ブリーフとは「belief」、つまり「信念」のことです。
「信念」という言葉は、一般的には「人は社会に貢献するべきである」「親は無条件に子を愛し、子は親を大事にするべきである」「人には優しくするべきである」「弱者は守られるべきである」といった、個人個人が信じる「人間のあるべき姿」「社会のあるべき姿」を示すものとして使われています。
しかし、ここでいう「信念」は、そのような道徳的で崇高なもの、世間から「好ましい」とみなされるものだけに限定されません。
「この世はお金がすべてである」「自分さえよければいい」「社会的弱者は差別されて当然だ」といった反社会的なもの、世間から「好ましくない」とみなされるものであっても、個人個人が強く信じて疑わない固定的な考えは、すべてその人の信念なのです。
ブリーフは、その人が物事を判断する際の基準となる「評価情報」である、ともいえるかもしれません。

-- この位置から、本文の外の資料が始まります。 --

PR #535, opened 2019-04-23
Vehicles give coins based on damage dealt

eps0003:
## Status

**READY**

## Description

The number of coins given when damaging vehicles is based on damage dealt instead of it being a fixed amount. This also makes kegging enemy vehicles a bit more worthwhile since it gives back a fair bit of coins.

5 coins are given per heart of damage dealt (jabs and fully charged arrows do 1 heart, and slashes do 2 hearts).

## Steps to Test or Reproduce

Damage enemy vehicles using various methods

### DIFF
--- a/Entities/Vehicles/Common/WoodVehicleDamages.as
+++ b/Entities/Vehicles/Common/WoodVehicleDamages.as
@@ -50,7 +50,7 @@ f32 onHit(CBlob@ this, Vec2f worldPoint, Vec2f velocity, f32 damage, CBlob@ hitt
 		{
 			if (damageowner.getTeamNum() != this.getTeamNum())
 			{
-				SendGameplayEvent(createVehicleDamageEvent(damageowner, damage));
+				SendGameplayEvent(createVehicleDamageEvent(damageowner, dmg));
 			}
 		}
 	}
--- a/Entities/Vehicles/Common/WoodVehicleDamages.as
+++ b/Entities/Vehicles/Common/WoodVehicleDamages.as
@@ -50,7 +50,7 @@ f32 onHit(CBlob@ this, Vec2f worldPoint, Vec2f velocity, f32 damage, CBlob@ hitt
 		{
 			if (damageowner.getTeamNum() != this.getTeamNum())
 			{
-				SendGameplayEvent(createVehicleDamageEvent(damageowner, false));
+				SendGameplayEvent(createVehicleDamageEvent(damageowner, damage));
 			}
 		}
 	}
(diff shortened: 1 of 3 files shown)


bunniewormy:
should be 5c per heart of damage, like it always was. jab 5c, slash 10c, fully charged arrow 10c.

Omen267901:
Agreed. Current coin amounts for slapping catapults and ballistas is way too high, this should keep things more balanced without being too punishing. Also fixes issues with explosives not giving a good return when used on vehicles, as mentioned.

eps0003:
So people realise, I put the coins back up to 5 per heart of damage like it currently is. This PR now only changes how many coins you get based on the damage dealt to vehicles.

bunniewormy:
Sounds good now

MrPotatobird:
> not crazy amounts - punishes teams for letting ballistas be captured too easily. ballistas should be in safe secure spots.

BIG fat disagree there. Teams are already punished for letting ballistas be captured too easily by losing an expensive ballista, which can sometimes be used against them. The fact that you can get mad dosh by poking them, *even if you don't actually capture it*, is just ridiculous. I always hated how siege was basically begging to be utilized as defensively as possible, for something that's supposedly meant to be a stalemate-killer mechanic.

For reference, a ballista has 30 hearts (150 coins) and a catapult has 24 hearts (120 coins). I don't like that they're worth that much to attack, but at least now it will be properly based on the damage being done. Pretty sure swords actually do 1/4 damage to siege, which should be 1.25 coins per jab and 2.5 for a slash, which is kinda messy but I dunno how coins work exactly.

Entities/Vehicles/Common/WoodVehicleDamages.as
```diff
@@ -50,7 +50,7 @@ f32 onHit(CBlob@ this, Vec2f worldPoint, Vec2f velocity, f32 damage, CBlob@ hitt
 		{
 			if (damageowner.getTeamNum() != this.getTeamNum())
 			{
-				SendGameplayEvent(createVehicleDamageEvent(damageowner, false));
+				SendGameplayEvent(createVehicleDamageEvent(damageowner, damage));
```
MrPotatobird: looks like this should use `dmg` instead of `damage` so you're basing the coins off the actual damage being done, and you don't get 4x as much money for hitting it with a sword

```suggestion
				SendGameplayEvent(createVehicleDamageEvent(damageowner, dmg));
```

Orsovi:
What about the bomb arrow damage ?
You would have 120 coin with one bomb arrow, that's a bit OP

eps0003:
> What about the bomb arrow damage ?
> You would have 120 coin with one bomb arrow, that's a bit OP

I agree, but people seem to want the current coins per hit amount which I think is way too much.

MrPotatobird:
With this change you get coins for the amount of damage that the attack WOULD do to the siege. If a catapult is at half a heart and you hit it with a bomb arrow you're still getting 120 coins. The coins should be based on actual damage done to the siege, so either the dmg or the remaining health of the siege, whichever is lower.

そして、ブリーフをもとにできあがった「自分はどういう人間なのか」「人前でどのようにふるまうか」「社会に対して自分はどう働きかけるか」といった、その人にとっての認識のパターンや無意識の行動を決めるシステムが、ブリーフシステムです。
なお、「信念」といっても、それらは自分の自由意思で獲得したものではなく、過去の情動記憶(感情を伴った記憶)や、過去に自分が受け入れた外部の言葉によって作られます。
つまり、ブリーフシステムとは、生まれたときからの経験や、親や教師、友人、メディアからの情報などによって摺す り込まれた認識の集合体だといえるでしょう。
もし、あなたが子どものころ、「コーヒーは苦くてまずい」と感じたとすると、その情動記憶は脳にインプットされ、「コーヒーはまずいから飲みたくない」といったブリーフシステムが作られます。
あるいは子どものころ、「コーヒーは、カフェインが多いから、飲んではダメ」と両親から言われたり、そうした一文を本や雑誌で読んだりしたなら、「コーヒーはカフェインが多くて体に悪いから、飲みたくない」といったブリーフシステムが作られます。
作られたブリーフシステムは、人間の脳の中で最も新しく進化した、知性を司る部位である「前頭前野」に側頭葉の個別な記憶とは独立してパターン化されて蓄積され、人はそのブリーフシステムによって、無意識のうちに未来のことを予期・予想し、その予期・予想にしたがって、選択したり行動したりするのです。
たとえば、「コーヒーは飲みたくない」というブリーフシステムを持つ人が、レストランなどで「コーヒーにしますか? 紅茶にしますか?」と尋ねられたときには、無意識のうちにコーヒーを避け、紅茶を選びます。
あるいは、子どものころから親に「いい学校に進学し、一流企業の社員か公務員になりなさい」と言われ続けた人は、知らず知らずのうちに、それを人生の目標とするでしょう。
たとえその人に音楽の才能があり、一時的に「ミュージシャンになれたらなあ」と思うことがあったとしても、「音楽で食べていけるはずがない」「自分にはそこまでの才能はない」と自らあきらめてしまうかもしれません。
このように、みなさんが「自主的に選んでいる」もしくは「特に意識せず、自然に選んでいる」と思っている選択や行動はすべて、他者によって植えつけられた思考や好みから形成されたブリーフシステムに基づいています。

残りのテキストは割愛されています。